# Question related to buying a property in France



## DC12345

An agent told me about how "The city or the state have the right to refuse a deal if they want to buy the apartment for themselves. It's very rare but the notary has to request an official document to the city proving the apartment is OK to be sold."

Is this true? ...and what is the % of this happening???


----------



## SPGW

In my experience ( bought/sold 3 properties over the years), yes, this would be a bit like the “searches” in the uk the solicitor does to ensure a sale can go ahead. In practice, if the Mairie had claimed the property it would not be on the open market in the first place. I’ve seen this on “dodgy” properties, ruins for demolition, otherwise very rare.


----------



## ccm47

Our first house here was next door to a large field. It is rule here that SAFER, which is a farming organisation, must be told of the price that has been agreed for properties such as ours. They then have 2 months to reply saying that a farmer wants it. If they do want it they have to pay the seller the same price with no renegotiation.
No reply means that nobody is interested.

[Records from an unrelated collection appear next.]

PR #640, opened 2021-02-21
Resetting bulb with TRADFRI Remote

JsBergbau:
Updated device description since getting 3rd generation remote control is probably possible with IKEA Tradfri remote control. This worked in my case see https://github.com/Koenkk/zigbee2mqtt/issues/296#issuecomment-782835434


Koenkk:
Thanks!

PR #645, opened 2021-02-23
Change picture for E1812, better picture without background

denes44:
I changed the picture for the E1812 shortcut button for another picture without background. The picture is from IKEA's website.


Koenkk:
Thanks!

PR #647, opened 2021-02-24
Update 014G2461.md

Jodrik:
Added steps for pairing the device (according to their own manual inside the gateway app)


Koenkk:
Thanks!

PR #2412, opened 2023-12-14
New Device TH05Z

xs400dohc:
New Device TH05Z, another temperature/humidity sensor with display and clock. Similar to JM-TRH-ZGB-V1 / SZ-T04 / TH01Z.
See pr #6705 @ Koenkk/zigbee-herdsman-converters


Koenkk:
Thanks!

PR #2433, opened 2023-12-23
Image for Hue MR16/GU10/LCG005

thk-socal:


thk-socal:
I mistyped GU10 instead of GU5.3 in the title of this PR. But all internal references are GU5.3 as they should be in the files.

Koenkk:
Thanks!

PR #2445, opened 2023-12-31
Update ERS-10TZBVB-AA documentation

chrisbraucker:
Button supports triple-click that changes the mode of operation. This is not well documented and caused me quite the head ache.


Koenkk:
Thanks!

PR #2455, opened 2024-01-03
Update A1Z.md add "reset-energy"

Marlor:
Same function as https://www.zigbee2mqtt.io/devices/TS011F_plug_1.html#reset-energy
Found here https://forum.iobroker.net/topic/65461/nous-a1z-steckdose-energiewert-auf-0-setzten/8
Testet it myself


Koenkk:
thanks!

PR #2464, opened 2024-01-05
Update Philips 929003017102 Hue Wall Switch Module docs

marazmarci:
I discovered that [this device](https://www.zigbee2mqtt.io/devices/929003017102.html) supports the `LevelCtrl` cluster for bound groups! I extended the binding instructions accordingly.

(I also did some boy scouting and put some effort into improving the documentation's phrasing and grammar, I hope I didn't make it worse :sweat_smile:)

### DIFF
--- a/docs/devices/929003017102.md
+++ b/docs/devices/929003017102.md
@@ -32,7 +32,7 @@ Out of the box, the device enters pairing mode, as soon as the pins of input 1 a
 If the device has not been paired yet, it can also be put into pairing mode by short pressing the reset button.
 
 ### Directly control Zigbee groups
-It's possible to configure this switch to directly control Zigbee groups. In this way, the switch can control e.g. a group of light bulbs even when Zigbee2MQTT is not running. To accomplish this in the Zigbee2MQTT frontend:
+It's possible to configure this switch to directly control Zigbee groups. In this way, the switch can control e.g. a group of light bulbs even when Zigbee2MQTT is not running, and it can also make controlling the lights feel a bit more responsive. To accomplish this in the Zigbee2MQTT frontend:
 1. Go to the *Groups* tab and create a new group if it does not already exist. Add devices to the groups that you want to be controlled by this switch.
 1. Add this device to the group. Note that this device will not show up in the group, but this step is important.
 1. Click on this device and go to the *Bind* tab. Modify the checkboxes so that only `manuSpecificPhilips`, `OnOff`, and `LevelCtrl` (optional ¹) are checked, and click *Unbind* in the row where the destination is `Coordinator`.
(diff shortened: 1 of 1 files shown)


docs/devices/929003017102.md
```diff
@@ -28,22 +28,23 @@ pageClass: device-page
...
 
 ### Directly control Zigbee groups
-It's possible to configure this switch to directly control Zigbee groups. In this way the switch can control e.g. a group of light bulbs even when Zigbee2MQTT is not running. To accomplish this in the Zigbee2MQTT frontend:
-1. Go to the *Groups* tab and create a new group if it does not already exist. Add devices to the groups which you want to be controlled by this switch.
+It's possible to configure this switch to directly control Zigbee groups. In this way, the switch can control e.g. a group of light bulbs even when Zigbee2MQTT is not running, and it can also make controlling the lights feel a bit more responsive. This switch can also act as a dimmer: for each successive long press of the switch, it will alternate between increasing and decreasing brightness. To set this all up, follow these steps in the Zigbee2MQTT frontend:
+1. Go to the *Groups* tab and create a new group if it does not already exist. Add devices to the groups that you want to be controlled by this switch.
 1. Add this device to the group. Note that this device will not show up in the group, but this step is important.
```
Koenkk, line 37: Since you are at it, can you make this change? I believe the wall switch shows up in the group (at least does in my case)

```suggestion
1. Add this Hue wall switch to the group.
```

marazmarci: I just checked my group which is controlled by the Hue Wall Switch Module, and I can't see the device being in the group. Maybe it only shows up just after being added? And probably disappears after a restart? I'll validate this theory soon.

marazmarci: I tried it, and I couldn't get the device to show up in the group.

Seemingly the device doesn't respond to the group add request, but handles it silently. I got an error every time I tried. I only copied the last error log, but I think it was the same every time:

```
Failed to add from group (Command 0x001788010cc233b8/1 genGroups.add({"groupid":111,"groupname":""}, {"sendWhen":"immediate","timeout":10000,"disableResponse":false,"disableRecovery":false,"disableDefaultResponse":true,"direction":0,"srcEndpoint":null,"reservedBits":0,"manufacturerCode":null,"transactionSequenceNumber":null,"writeUndiv":false}) failed (Timeout - 54334 - 1 - 70 - 4 - 0 after 10000ms))
```

marazmarci: And I don't remember it ever showing up in the group.

Koenkk: In my case it does, so I suggest to use:

```
1. Add this device to the group. Note that this device might not show up in the group, but this step is important.
```

marazmarci: I applied your latest suggestion and the first part of your original suggestion.

Koenkk:
Thanks!

PR #2465, opened 2024-01-05
Sonoff ZBDongle Rotuer Firmware: fixes putty font error, firmware don…

niemsoen:
…wload command

Adds Router Firmware download command and fix for putty font error


Koenkk:
Thanks!

PR #2468, opened 2024-01-06
added info for other OS

oszczech:
commands provided look different for most non debian bases systems. Added what worked for me on arch based system


Koenkk:
Thanks!

PR #2482, opened 2024-01-10
Add Schneier electric 41ECSFWMZ-VW image

lucasteligioridis:


Koenkk:
Please resize the picture to 150x150

lucasteligioridis:
@Koenkk done, thanks!

I also tried to generate docs but I believe the code needs to be merged into the herdsmen repo for it to generate correctly?

If thats the case, the documentation on the site needs to be updated? If its not possible to have docs generated without the device merged into trunk then maybe that should be made clear, I was a bit confused initially anyway!

Koenkk:
Thanks!

PR #2485, opened 2024-01-12
Add Yale NF-YRD622 TSDB Image

arunbala81:
Adding new Yale supported device


Koenkk:
There is no picture added, could you fix this PR and revert changes to `exposes.md`?

PR #2486, opened 2024-01-12
DJT11LM.md: document vibration event frequency limit

strix-technica:
In experimentation after having first received this device, I could not understand why sometimes `vibration` events would register and other times not, even though `tilt` events would be emitted every time the device was reoriented.  Eventually I found from [Aqara's product FAQ](https://www.aqara.com/eu/product/vibration-sensor/faq/#accordion-3) that vibration events are rate-limited to once per minute.


Koenkk:
Thanks!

Our purchase was completed on a Thursday which was a whole 48 hours after SAFERs 2 months ran out.
The same is true for town properties which can, and sometimes are, bought by the mairies.


----------



## mohsel

it depends if there are some development plans for the area and the city needs the building or the land for the project... 
usually it is a formality but it can happen.
May be if you check the government site which shows the history of purchased property in the same area (the closer to where you want to buy, the better) ... if there was a recent transaction for a neighboring property, then 99% your purchase will have no problems.. though without this check I think your purchase has at least 95% chance to pass !


----------



## DC12345

Merci beaucoup à tous!!


----------



## Juven

This can indeed happen, particularly when the properties have a certain value for French heritage. There are several such stories with castles abandoned because the state is reluctant to let them to foreign buyers and hinders the sale. But I think that's pretty rare.


----------